PR #1981, opened 2021-11-05
APPSRE-3784: Use permissions instead of roles

OliviaHY:
### Why:
Originally slack-usergroups integration query the roles and loop through it to update permission, which means when there is no role for a permission, it will be skipped. And we want to avoid that. So the proposal was to query permissions and iterate those instead, with the schema change to include the information about roles there.
### What:
- Update the query of permissions with the updated schema; 
- Use permissions instead of roles to generate desired state so no permission update will be skipped due to role not exist; 
- Fail integration instead of log warning when the user group is not in managedUsergroup.
- pull permission query to queries module
- Add tests
### Validation:
Dry-run success before adding the failing mechanism, which result in a failing for crc-bop-team. Asking what to do there right now.
Added tests and all tests passed.

### DIFF
--- a/reconcile/queries.py
+++ b/reconcile/queries.py
@@ -2132,3 +2132,68 @@ GABI_INSTANCES_QUERY = """
 def get_gabi_instances():
     gqlapi = gql.get_api()
     return gqlapi.query(GABI_INSTANCES_QUERY)['gabi_instances']
+
+
+PERMISSIONS_QUERY = """
+{
+  permissions: permissions_v1 {
+    service
+    ...on PermissionSlackUsergroup_v1 {
+      channels
+      description
+      handle
+      ownersFromRepos
+      pagerduty {
+          name
+          instance {
+            name
+          }
+          scheduleID
+          escalationPolicyID
+        }
+      roles {
+        users {
+            name
+            org_username
+            slack_username
+            pagerduty_username
+        }
+    }
+      schedule {
+          schedule {
+            start
+            end
+            users {
+              org_username
+              slack_username
+            }
+          }
+        }
+      workspace {
+        name
+        token {
+          path
+          field
+        }
+        api_client {
+          global {
+            max_retries
+            timeout
+          }
+          methods {
+            name
+            args
+          }
+        }
+        managedUsergroups
+      }
+    }
+  }
+}
+"""
+
+
+def get_permissions_for_slack_usergroup():
+    gqlapi = gql.get_api()
+    permissions = gqlapi.query(PERMISSIONS_QUERY)['permissions']
+    return [p for p in permissions if p['service'] == 'slack-usergroup']
--- a/reconcile/test/test_slack_usergroups.py
+++ b/reconcile/test/test_slack_usergroups.py
@@ -1,13 +1,16 @@
 import copy
 from datetime import datetime, timedelta
 from unittest import TestCase
-from unittest.mock import create_autospec, call
+from unittest.mock import create_autospec, call, patch
 
 import pytest
 
 import reconcile.slack_usergroups as integ
 from reconcile.slack_usergroups import act
 from reconcile.utils.slack_api import SlackApi
+from reconcile import queries
+
+from .fixtures import Fixtures
 
 
 @pytest.fixture
@@ -85,6 +88,36 @@ class TestSupportFunctions(TestCase):
         }
         result = integ.get_pagerduty_name(user)
         self.assertEqual(result, 'pd')
+
+    @patch.object(integ, 'SlackApi', autospec=True)
+    @patch.object(queries, 'get_app_interface_settings', autospec=True)
+    @patch.object(queries, 'get_permissions_for_slack_usergroup',
+                  autospec=True)
+    def test_get_slack_map_return_expected(self, mock_get_permissions,
+                                           mock_get_app_interface_settings,
+                                           mock_slack_api):
+        mock_get_permissions.return_value = self.get_permissions_fixture()
+        slack_api_mock = create_autospec(SlackApi)
+        expected_slack_map = {
+            'coreos': {
+                'slack': slack_api_mock,
+                'managed_usergroups': [
+                    'app-sre-team',
+                    'app-sre-ic'
+                ]
+            }
+        }
+        result = integ.get_slack_map()
+        mock_slack_api.assert_called_once()
+        self.assertEqual(result['coreos']['managed_usergroups'],
+                         expected_slack_map['coreos']['managed_usergroups'])
+        self.assertIn('slack', result['coreos'])
+
+    @staticmethod
+    def get_permissions_fixture():
+        fxt = Fixtures('slack_usergroups')
+        permissions = fxt.get_anymarkup('permissions.yml')['permissions']
+        return [p for p in permissions if p['service'] == 'slack-usergroup']
 
 
 def test_act_no_changes_detected(base_state):
--- a/reconcile/slack_usergroups.py
+++ b/reconcile/slack_usergroups.py
@@ -4,7 +4,6 @@ from datetime import datetime
 from urllib.parse import urlparse
 from sretoolbox.utils import retry
 
-from reconcile.utils import gql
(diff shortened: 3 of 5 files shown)


reconcile/test/test_queris.py
```diff
@@ -0,0 +1,82 @@
...
+        }
+        managedUsergroups
+      }
+    }
+  }
+}
+"""
+
+
+class TestQueris(TestCase):
```
Piojo, line 68: Typo: `TestQueries`

reconcile/test/test_queris.py
```diff
@@ -0,0 +1,82 @@
...
+    @patch.object(gql, "get_api")
+    def test_get_permissions_return_all_slack_usergroup(self, get_api):
+        gqlapi_mock = create_autospec(gql.GqlApi)
+        gql.get_api.return_value = gqlapi_mock
+        gqlapi_mock.query(PERMISSIONS_QUERY).return_value = \
+            self.get_permissions_fixture()
+        result = queries.get_permissions()
+        self.assertTrue(all(x['service'] == 'slack-usergroup' for x in result))
```
Piojo, line 76: While I love the FP approach, in the event of bugs we won't see the bad results, how about:
```suggestion
        self.assertEqual({x['service'] for x in result}, {'slack-usergroup'})
```

reconcile/test/test_slack_usergroups.py
```diff
@@ -86,6 +89,35 @@ def test_get_pagerduty_username_slack_username(self):
...
+                    'app-sre-team',
+                    'app-sre-ic'
+                ]
+            }
+        }
+        result = integ.get_slack_map()
+        slackApi.assert_called_once()
+        self.assertEqual(result['coreos']['managed_usergroups'],
+                         expected_slack_map['coreos']['managed_usergroups'])
+        self.assertIn('slack', result['coreos'].keys())
```
Piojo, line 113: Nit: You don't need the `keys` argument here, which in the event of bugs will give a more detailed ourput:
```suggestion
        self.assertIn('slack', result['coreos'])
```

Piojo (approved):
A few nits, let's wait till Monday in case Maor has anything to add.

reconcile/test/test_queris.py
```diff
@@ -0,0 +1,82 @@
+from unittest import TestCase
+from unittest.mock import create_autospec, patch
+
+from reconcile import queries
+from reconcile.utils import gql
+
+from .fixtures import Fixtures
+
+PERMISSIONS_QUERY = """
```
steveteahan, line 9: Is this different from the `PERMISSIONS_QUERY` in `queries.py`? If so, probably worth adding a comment, otherwise can it just be imported?

reconcile/test/test_queris.py
```diff
@@ -0,0 +1,82 @@
...
+}
+"""
+
+
+class TestQueris(TestCase):
+    @patch.object(gql, "get_api")
+    def test_get_permissions_return_all_slack_usergroup(self, get_api):
+        gqlapi_mock = create_autospec(gql.GqlApi)
+        gql.get_api.return_value = gqlapi_mock
+        gqlapi_mock.query(PERMISSIONS_QUERY).return_value = \
```
steveteahan, line 73: I don't think this is doing what you expect it to do. Consider this example:

```
>>> from unittest.mock import MagicMock
>>> mock = MagicMock()

# What you're doing currently
>>> mock.some_method('test').return_value = 'some-value'
>>> mock.some_method()
<MagicMock name='mock.some_method()' id='139985539334496'>
>>> mock.some_method('test')
<MagicMock name='mock.some_method()' id='139985539334496'>

# Without any arg, you're actually setting the return value of the method
# (but it doesn't care about args)
>>> mock.some_method.return_value = 'some-value'
>>> mock.some_method('test')
'some-value'
>>> mock.some_method()
'some-value'
```

If you're trying to return a certain value based on a given input, you want `side_effect` instead. I'm a bit surprised that this would be working at all, so it might be worth taking a closer look (or telling me why I'm wrong).

reconcile/test/test_queris.py
```diff
@@ -0,0 +1,82 @@
...
+        managedUsergroups
+      }
+    }
+  }
+}
+"""
+
+
+class TestQueris(TestCase):
+    @patch.object(gql, "get_api")
```
steveteahan, line 69: I'd suggest you almost always want `autospec=True` anytime that you're using patch. See [here for more info](https://docs.python.org/3/library/unittest.mock.html#auto-speccing).

reconcile/test/test_slack_usergroups.py
```diff
@@ -86,6 +89,35 @@ def test_get_pagerduty_username_slack_username(self):
         result = integ.get_pagerduty_name(user)
         self.assertEqual(result, 'pd')
 
+    @patch.object(integ, 'SlackApi')
```
steveteahan, line 92: Same comment on `autospec` - I won't add comments for other occurrences, but please add it for all of them unless there's a good reason not to.

steveteahan (changes requested):
Looks good overall. There are some changes that you'll want to make on the testing side.

reconcile/test/test_queris.py
OliviaHY: While I'm trying what you suggested, I found out that the result is actually empty. Trying to figure out why. And the fact that this test didn't detect that proved exactly your point.

reconcile/test/test_queris.py
OliviaHY: It is the same! Thank you for point this out

reconcile/test/test_slack_usergroups.py
```diff
@@ -86,6 +89,35 @@ def test_get_pagerduty_username_slack_username(self):
         result = integ.get_pagerduty_name(user)
         self.assertEqual(result, 'pd')
 
+    @patch.object(integ, 'SlackApi', autospec=True)
+    @patch.object(queries, 'get_app_interface_settings', autospec=True)
+    @patch.object(queries, 'get_permissions', autospec=True)
+    def test_get_slack_map_return_expected(self, get_permissions,
```
steveteahan, line 95: nit: calling these `mock_<object_name>` makes things a bit clearer if testing methods get bigger. Maybe we can get that documented as a convention in the future, but you'll see the Python docs do similar.

reconcile/test/test_slack_usergroups.py
```diff
@@ -86,6 +89,35 @@ def test_get_pagerduty_username_slack_username(self):
...
+            'coreos': {
+                'slack': slack_api_mock,
+                'managed_usergroups': [
+                    'app-sre-team',
+                    'app-sre-ic'
+                ]
+            }
+        }
+        result = integ.get_slack_map()
+        slackApi.assert_called_once()
```
steveteahan, line 110: nit: snake case? A little bit odd that our linter doesn't pick up on that, but maybe disabled.

steveteahan (approved):

steveteahan:
Couple of final nits, but non-blocking.

reconcile/queries.py
```diff
@@ -2132,3 +2132,68 @@ def get_pagerduty_instances():
...
+    }
+  }
+}
+"""
+
+
+def get_permissions():
+    gqlapi = gql.get_api()
+    permissions = gqlapi.query(PERMISSIONS_QUERY)['permissions']
+    return [p for p in permissions if p['service'] == 'slack-usergroup']
```
BumbleFeng, line 2199: Since the func name is get_permissions. I suggest we return all permissions here and filter slack-usergroup permissions inside the integration.

OliviaHY: Well the query itself is tailored for getting those information that's related to slack_usergroup integration, i.e. toke, api_client, especially it is querying `PermissionSlackUsergroup_v1`.  There could be a use case that need to query permission with more information. How do you feel about renaming this function to get_permissions_for_slack_usergroup?

BumbleFeng: get_permissions_for_slack_usergroup works for me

Exercise brief: Each line in the listing above either holds the string "point" or does not; state how many do, giving the number only.

Response to this task: 2